The other Calendar method you should know for the exam is the roll() method. The roll() method acts like the add() method, except that when a part of a Date gets incremented or decremented, larger parts of the Date will not get incremented or decremented. Hmmmfor instance:

 // assume c is October 8, 2001 c.roll(Calendar.MONTH, 9);      // notice the year in the output Date d4 = c.getTime(); System.out.println("new date " + d4.toString() ); 

The output would be something like this

 new date Fri Jul 08 19:46:40 MDT 2001 

Notice that the year did not change, even though we added 9 months to an October date. In a similar fashion, invoking roll() with HOUR won't change the date, the month or the year.

For the exam, you won't have to memorize the Calendar class's fields. If you need them to help answer a question, they will be provided as part of the question.

The DateFormat Class

Having learned how to create dates and manipulate them, let's find out how to format them. So that we're all on the same page, here's an example of how a date can be formatted in different ways:

 import java.text.*; import java.util.*; class Dates3 {   public static void main(String[] args) {     Date d1 = new Date(1000000000000L);     DateFormat[] dfa = new DateFormat[6];     dfa[0] = DateFormat.getInstance();     dfa[1] = DateFormat.getDateInstance();     dfa[2] = DateFormat.getDateInstance(DateFormat.SHORT);     dfa[3] = DateFormat.getDateInstance(DateFormat.MEDIUM);     dfa[4] = DateFormat.getDateInstance(DateFormat.LONG);     dfa[5] = DateFormat.getDateInstance(DateFormat.FULL);     for(DateFormat df : dfa)       System.out.println(df.format(d1));   } } 

which on our JVM produces

 9/8/01 7:46 PM Sep 8, 2001 9/8/01 Sep 8, 2001 September 8, 2001 Saturday, September 8, 2001 

Examining this code we see a couple of things right away.

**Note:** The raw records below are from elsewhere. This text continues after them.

PR #914, opened 2026-08-12
feat(sdk/go): dispatch envelope unwrap + Context injection (#514)

### LINKED ISSUE #514: [Go SDK] Dispatch envelope unwrap + Context injection

7vignesh:
## Summary

Wires the dispatch side of the trigger system into the Go SDK: the control plane's `{event, _meta}` envelope is detected and peeled, the matching binding's `Transform` runs, and the handler can read the trigger metadata via `triggers.FromContext(ctx)`. Direct calls are untouched. This is slice 2 of the Go trigger parity epic (#508).

## Type of change

- [ ] Bug fix
- [x] New feature
- [ ] Refactor / cleanup
- [ ] Docs only
- [ ] Tests only
- [ ] CI / tooling
- [ ] Breaking change

## What changed

New `sdk/go/triggers/dispatch.go`:

| Function | Purpose |
|---|---|
| `IsEnvelope(body)` | Detects the dispatcher shape. Requires `_meta.trigger_id`, so an ordinary payload that happens to carry an `event` key is never misread |
| `Unwrap(body)` | Peels the event and builds a `*Context` from `_meta`, with multi-layout `received_at` parsing and a `now()` fallback |
| `NewContext` / `FromContext` | Carry the trigger metadata through `context.Context` |
| `ApplyTransform` | Picks the best-matching binding and runs its `Transform` |

Wired into every dispatch path through a single `applyTriggerDispatch` helper in `agent_triggers.go`, so the paths cannot drift: `handleReasoner` (sync HTTP), `executeReasonerAsync` (async goroutine), `handleExecute` (`/execute`), `Execute` (local), and `HandleServerlessEvent` (serverless). `CallLocal` is deliberately excluded, since agent-to-agent calls are direct invocations by definition.

Also drops the `EXPERIMENTAL` caveats on `Context`, `Transform`, and `EventOpts.Transform`, which pointed at this issue as the thing that would make them real. Flagged by @AbirAbbas on #906.

### One deviation from the issue spec, worth a look

The issue sketches a three-argument handler:

```go
func handlePayment(ctx context.Context, in Payment, tc *triggers.Context) (any, error)
```

Go's `HandlerFunc` is `func(ctx context.Context, input map[string]any) (any, error)`, so adding a third parameter is a breaking change for every existing reasoner and every `RegisterReasoner` call site. I used context propagation instead:

```go
func handlePayment(ctx context.Context, input map[string]any) (any, error) {
    if tc := triggers.FromContext(ctx); tc != nil {
        // dispatched via a trigger
    }
    return nil, nil
}
```

Same capability, no break, and it matches how `ExecutionContext` and the cost tracker already flow through `ctx` in this SDK. Happy to switch to a typed generic wrapper if you would rather have the signature in the spec, but that reads like its own slice.

Transform matching mirrors Python and TypeScript exactly: source must match, a binding declaring `EventTypes` requires an exact or dotted-prefix event-type match, a specific binding beats a catch-all, and a binding without a `Transform` passes the raw event through. A panicking `Transform` is recovered to raw input, so a buggy transform degrades instead of failing the dispatch.

## Test plan

- [x] `cd sdk/go && go test ./triggers/ -v` (17 dispatch tests: envelope detection table, unwrap, timestamp fallbacks, context round-trip, transform matching and specificity, prefix match, panic recovery, nil cases)
- [x] `cd sdk/go && go test ./agent/ -run TestDispatch_ -v` (6 end-to-end tests driving both shapes through the real `Execute` path)
- [x] `cd sdk/go && go test -race ./triggers/` clean
- [x] `cd sdk/go && go build ./...` and `go vet ./...` clean
- [x] `gofmt` clean on every file this PR touches (`agent/agent.go` was already gofmt-dirty on main and is left alone)

The one failing test in the `agent` package, `TestWithEventTrigger_StampsCallerFileAndLine`, is pre-existing and Windows-only: it splits `code_origin` on `:` and the `D:` drive letter yields three parts instead of two. Unrelated to this change and passes on CI.

## Test coverage

Both contracts are pinned by tests that fail if the implementation is reverted: the direct-call test asserts `FromContext` is nil and that `Transform` did not run, and the envelope test asserts the peeled and transformed payload plus every `_meta` field.

## Checklist

## Related issues / PRs

Closes #514
Part of epic #508
Builds on #906 (slice 1, merged)
Mirrors the TypeScript equivalent in #796


santoshkumarradha (approved):
Validated the dispatch path locally and spot-checked the envelope unwrap and transform handling. This looks good to me.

First off, it looks like DateFormat is another abstract class, so we can't use new to create instances of DateFormat. In this case we used two factory methods, getInstance() and getDateInstance(). Notice that getDateInstance() is overloaded; when we discuss locales, we'll look at the other version of getDateInstance() that you'll need to understand for the exam.

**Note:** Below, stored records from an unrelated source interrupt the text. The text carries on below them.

Issue #516, opened 2026-04-28
[Go SDK] examples/triggers-demo-go end-to-end demo + skill docs


santoshkumarradha:
## Summary

Land a Go counterpart to `examples/triggers-demo/` and add a Go-flavored section to the skill reference so the `agentfield-multi-reasoner-builder` skill emits correct Go scaffolds.

Part of the epic #508. Depends on the public surface and dispatch path from the sibling issues.

### New Files

| File | Purpose |
|------|---------|
| `examples/triggers-demo-go/main.go` | Three deterministic reasoners — `handle_payment` (Stripe), `handle_pr` (GitHub), `handle_tick` (cron). Same shape and memory-write semantics as `examples/triggers-demo/agent.py` |
| `examples/triggers-demo-go/Dockerfile` | Build the Go agent into a container |
| `examples/triggers-demo-go/docker-compose.yml` | Control plane + Go agent + shared demo secrets — drop-in replacement for the Python demo |
| `examples/triggers-demo-go/README.md` | Quick-start + UI tour |
| `examples/triggers-demo-go/scripts/fire-events.sh` | Symlink or copy of `examples/triggers-demo/scripts/fire-events.sh` — same script, same signed payloads |

### Modified Files

| File | Change |
|------|--------|
| `skills/agentfield-multi-reasoner-builder/references/triggers.md` | Add a Go-flavored section showing the same trigger declarations in Go so the skill produces correct Go scaffolds |

## Acceptance

- [ ] `cd examples/triggers-demo-go && docker compose up` brings up control-plane + go-agent
- [ ] `./scripts/fire-events.sh` (the existing script, unmodified) fires Stripe + GitHub events that dispatch successfully
- [ ] Cron trigger fires every minute and produces memory writes equivalent to the Python demo
- [ ] Trigger sheet at `localhost:8080/ui/triggers` shows three triggers, all enabled, with `signature: valid` on dispatched events
- [ ] Run-detail Inbound section populates for runs originating from the Go agent

## References

- Parent epic: #508
- Python demo: `examples/triggers-demo/`
- Skill reference: `skills/agentfield-multi-reasoner-builder/references/triggers.md`
- Trigger system: #506

PR #915, opened 2026-08-12
feat(sdk/go): trigger test helpers + fixture library (#515)

### LINKED ISSUE #515: [Go SDK] Test helpers + fixture library
## Summary

Add Go test helpers and a captured-fixture library so reasoners can be unit-tested without spinning up a control plane, mirroring the Python `agentfield/testing.py` surface.

Part of the epic #508.

### New Files

| File | Purpose |
|------|---------|
| `sdk/go/triggers/testing.go` | `SimulateEvent(t, handler, fixture)` and `SimulateSchedule(t, handler, opts)` — build a `*triggers.Context` from a fixture and invoke the handler in the same shape the dispatch path uses |
| `sdk/go/triggers/testdata/*.json` | Captured payload library — copied from `sdk/python/agentfield/fixtures/triggers/` so behavioural parity is provable against the same JSON files |
| `sdk/go/triggers/load_fixture.go` | `LoadFixture(t, name)` — small helper that opens `testdata/name` and unmarshals into the dispatcher envelope shape |

## Interface

```go
import "github.com/Agent-Field/agentfield/sdk/go/triggers"

func TestHandlePayment(t *testing.T) {
    fixture := triggers.LoadFixture(t, "stripe.payment_intent.succeeded.json")
    result, err := triggers.SimulateEvent(t, handlePayment, fixture)
    if err != nil { t.Fatal(err) }
    if result.(map[string]any)["kind"] != "payment" {
        t.Fatalf("expected payment kind, got %v", result)
    }
}
```

## Acceptance

- [ ] `go test -race ./sdk/go/triggers/...` passes
- [ ] `SimulateEvent` runs the handler against each of the six fixture files (Stripe, GitHub, Slack, generic_hmac, generic_bearer, cron) and produces the expected `*triggers.Context` shape
- [ ] Fixture JSON files are byte-identical to the Python SDK's copies (verified by a small helper test)

## References

- Parent epic: #508
- Python equivalent: `sdk/python/agentfield/testing.py` and the fixtures under `sdk/python/agentfield/fixtures/triggers/`
- Trigger system: #506

7vignesh:
## Summary

Adds Go test helpers and a captured-fixture library so reasoners can be unit-tested without a control plane, HTTP server, or real provider, mirroring the Python `agentfield/testing.py` surface. This is slice 3 of the Go trigger parity epic (#508).

## Type of change

- [ ] Bug fix
- [x] New feature
- [ ] Refactor / cleanup
- [ ] Docs only
- [ ] Tests only
- [ ] CI / tooling
- [ ] Breaking change

## What changed

New `sdk/go/triggers/testing.go`:

| Function | Purpose |
|---|---|
| `SimulateEvent(t, handler, opts)` | Builds the `*Context` the runtime would have produced, applies the matching binding's `Transform`, and invokes the handler with the context attached |
| `SimulateSchedule(t, handler, opts)` | Wraps `SimulateEvent` for cron handlers (source `cron`, event type `tick`) |
| `SimulatedContextFrom(ctx)` | Retrieves the synthetic context inside a handler under test |

Identifiers default to fresh random values so repeated simulations are independently dedup-safe, and every field is overridable for deterministic assertions.

New `sdk/go/triggers/load_fixture.go`:

| Function | Purpose |
|---|---|
| `LoadFixture(t, name)` | Reads a captured payload, accepting either `"stripe"` or `"stripe.json"` |
| `RawFixture(t, name)` | Returns undecoded bytes, for byte-level assertions |
| `FixtureNames()` | Lists all six sources, for table-driven tests |

New `sdk/go/triggers/testdata/*.json`: six fixtures (stripe, github, slack, cron, generic_hmac, generic_bearer) copied byte-for-byte from `sdk/python/agentfield/fixtures/triggers/`.

### Two deviations from the issue spec

**Fixtures are embedded with `go:embed` rather than read from a relative `testdata` path.** The spec's `LoadFixture(t, name)` opening `testdata/name` works when the SDK's own tests run, but silently fails the moment a *user* calls it from their package: the working directory is theirs, not the SDK's, and from the module cache the path does not resolve at all. Embedding makes the fixtures available regardless of caller location.

**The helpers do not import `Unwrap`/`ApplyTransform` from #514.** #515 is declared `blocked-by: #513` only, so I kept this branch independent of #514 and mergeable in either order. The cost is a duplicated transform matcher, `applyMatchingTransform`, which is byte-for-byte the same matching rules as the dispatch-side implementation. I would rather not leave that standing: once both slices land, the helper should call the shared `ApplyTransform` and delete the copy. I have flagged it in a code comment and would propose folding the collapse into #516. Say the word if you would prefer I make #515 depend on #514 instead and drop the duplication now.

## Test plan

- [x] `cd sdk/go && go test -race ./triggers/` passes (61 test cases)
- [x] `SimulateEvent` drives the handler against all six fixtures and produces the expected `*Context` shape, covered by a table test over `FixtureNames()`
- [x] Per-provider assertions on known fixture field values (stripe amount, github PR number, slack event type, cron expression, hmac order id, bearer notification id)
- [x] Fixtures verified byte-identical to the Python SDK copies by `TestFixturesAreByteIdenticalToPythonSDK`, which runs (not skips) in this checkout and names the exact `cp` command to re-sync on failure
- [x] `TestFixtureNamesCoversAllEmbeddedFiles` fails if a fixture is added without updating `FixtureNames()`
- [x] `cd sdk/go && go build ./...` and `go vet ./...` clean
- [x] `gofmt` clean on every file this PR touches

Also covered: transform application and source-mismatch skip, identifier overrides, uniqueness across calls, parent-context propagation, handler error propagation, non-object transform results, panicking transforms, and the schedule helper's body and timestamp handling.

## Test coverage

## Checklist

## Related issues / PRs

Closes #515
Part of epic #508
Builds on #906 (slice 1, merged)
Independent of #914 (slice 2), mergeable in either order
Mirrors the TypeScript equivalent in #796


santoshkumarradha (approved):
Ran the new trigger test-helper surface locally and the fixture embedding approach makes sense here. This looks good to me.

Next, we used static fields from the DateFormat class to customize our various instances of DateFormat. Each of these static fields represents a formatting style. In this case it looks like the no-arg version of getDateInstance() gives us the same style as the MEDIUM version of the method, but that's not a hard and fast rule. (More on this when we discuss locales.) Finally, we used the format() method to create Strings representing the properly formatted versions of the Date we're working with.

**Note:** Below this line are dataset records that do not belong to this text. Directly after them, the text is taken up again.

PR #916, opened 2026-08-13
feat(sdk/go): add Agent.Span for traced in-process sub-executions

AbirAbbas:
## Summary

Adds `Agent.Span(ctx, name, input, fn)` — the in-process tracing primitive: it runs `fn` as a child execution of the context carried by `ctx` and emits workflow events to the control plane, so the call appears as a node in the run's DAG. It is `CallLocal`'s lineage + event emission without requiring the target to be a registered reasoner.

Motivation: agents that implement pipeline stages as plain function calls render as a single long-running DAG node no matter how much internal structure a run has. The Python SDK's `@app.reasoner` decorator tracking reports every internal stage as a child node; Go had no equivalent for unregistered functions. First consumer: the deep-research agent, whose 12-minute `prepare_research_package` runs currently trace as one node.

## Design

- Child lineage comes from `buildChildContext` (same as `CallLocal`): fresh `execution_id`, `parent_execution_id` from ctx, `run_id` preserved as the DAG grouping key. The child context is injected into `fn`'s ctx, so nested `Span`/`CallLocal`/`Note` calls chain to arbitrary depth and concurrent Spans branched from one ctx become siblings.
- **Terminal events are synchronous** — a completed span can never be left dangling in `running` state (the DAG's overall status derivation treats any non-terminal node as still-running, so a lost terminal event would make finished runs look hung).
- **Start events are async** through a bounded queue (256) and are shed first under load. Safe because `POST /api/v1/workflow/executions/events` upserts: the terminal event alone creates the node.
- `fn` panics emit a `failed` terminal event and re-raise.
- Input/result payloads are size-capped agent-side (16KB, 4KB preview marker) since the events path stores payloads verbatim with no blob offloading.

## Tests

8 new tests in `span_test.go` mirroring the `TestCallLocal*` harness: lineage on events, nested parent chains, parallel siblings, error + panic terminal events, payload truncation, no-control-plane no-op, rootless span minting its own run. Full `sdk/go` suite + `go vet` green.

---

### DIFF
--- a/control-plane/internal/handlers/coverage_handlers_90_test.go
+++ b/control-plane/internal/handlers/coverage_handlers_90_test.go
@@ -158,10 +158,15 @@ func TestWorkflowExecutionEventHandler_ErrorBranches(t *testing.T) {
 		router.ServeHTTP(rec, req)
 
 		require.Equal(t, http.StatusInternalServerError, rec.Code)
-		require.Contains(t, rec.Body.String(), "failed to create execution")
+		require.Contains(t, rec.Body.String(), "failed to persist execution event")
 	})
 
-	t.Run("update existing nil execution creates replacement", func(t *testing.T) {
+	// A store that perpetually reports a row on read but has nothing to
+	// update is inconsistent; the handler must exhaust its bounded retries
+	// and fail rather than loop or fabricate success. The realistic
+	// transient version of this (row vanishes once, then re-creates) is
+	// covered by TestWorkflowExecutionEventHandler_RowVanishedBetweenReadAndUpdate.
+	t.Run("perpetually vanishing execution exhausts retries", func(t *testing.T) {
 		store := &updateNilExecutionStore{}
 		router := gin.New()
 		router.POST("/events", WorkflowExecutionEventHandler(store))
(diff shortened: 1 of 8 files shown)


AbirAbbas:
Manual verification against a live control plane surfaced two defects in the original head (`faa8b13a`); both are fixed and test-pinned by the two new commits:

**`ff1c7eb9` — fix(sdk/go): snapshot span input before handing it to the async event queue.** `truncateTraceInput` returned the caller's map by identity and the async start-event goroutine `json.Marshal`ed it at an unbounded delay — any caller mutating the input map after `Span` entry (including inside `fn`) was a process-fatal `concurrent map read and map write`. Reproduced under `go test -race`; the input is now deep-copied at `Span` entry, so events carry an as-of-call snapshot. New test: `TestSpanInputSnapshotIsolatedFromCallerMutation` (doubles as a `-race` canary).

**`99265041` — fix(control-plane): survive insert races and shed starts on the events endpoint.** The endpoint's Get→Create is not atomic; a span's async "running" event races its own synchronous terminal event for any sub-ms span, the losing INSERT 500s, and a lost terminal event stranded the node in `running` forever (live repro: 550-span flood → 11/551 stranded, run pinned in the in-flight list, later reaped to `timeout` so a finished run rendered as timed out). The handler now retries in a bounded loop, merging insert losers through the update path; terminal-state immutability unchanged. Also backdates `StartedAt` by `duration_ms` for nodes created from a terminal event alone, so shed start events no longer produce zero-width timeline bars. New tests cover the race-loser merge, vanished-row re-create, retry exhaustion, and backdating.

The last method you should be familiar with is the parse() method. The parse() method takes a String formatted in the style of the DateFormat instance being used, and converts the String into a Date object. As you might imagine, this is a risky operation because the parse() method could easily receive a badly formatted String. Because of this, parse() can throw a ParseException. The following code creates a Date instance, uses DateFormat.format() to convert it into a String, and then uses DateFormat.parse() to change it back into a Date:

 Date d1 = new Date(1000000000000L); System.out.println("d1 = " + d1.tostring()); DateFormat df = DateFormat.getDateInstance(                                  DateFormat.SHORT); String s = df.format(d1); System.out.println(s); try {   Date d2 = df.parse(s);   System.out.println("parsed = " + d2.toString()); } catch (ParseException pe) {   System.out.println("parse exc"); } 

which on our JVM produces

 d1 = Sat Sep 08 19:46:40 MDT 2001 9/8/01 parsed = Sat Sep 08 00:00:00 MDT 2001 

Notice that because we were using a SHORT style, we lost some precision when we converted the Date to a String. This loss of precision showed up when we converted back to a Date object, and it went from being 7:46 to midnight.

On the Job 

The API for DateFormat.parse() explains that by default, the parse() method is lenient when parsing dates. Our experience is that parse() isn't very lenient about the formatting of Strings it will successfully parse into dates; take care when you use this method!

The Locale Class

Earlier we said that a big part of why this objective exists is to test your ability to do some basic internationalization tasks. Your wait is over; the Locale class is your ticket to worldwide domination. Both the DateFormat class and the NumberFormat class (which we'll cover next) can use an instance of Locale to customize formatted output to be specific to a locale. You might ask how Java defines a locale? The API says a locale is "a specific geographical, political, or cultural region." The two Locale constructors you'll need to understand for the exam are

 Locale(String language) Locale(String language, String country) 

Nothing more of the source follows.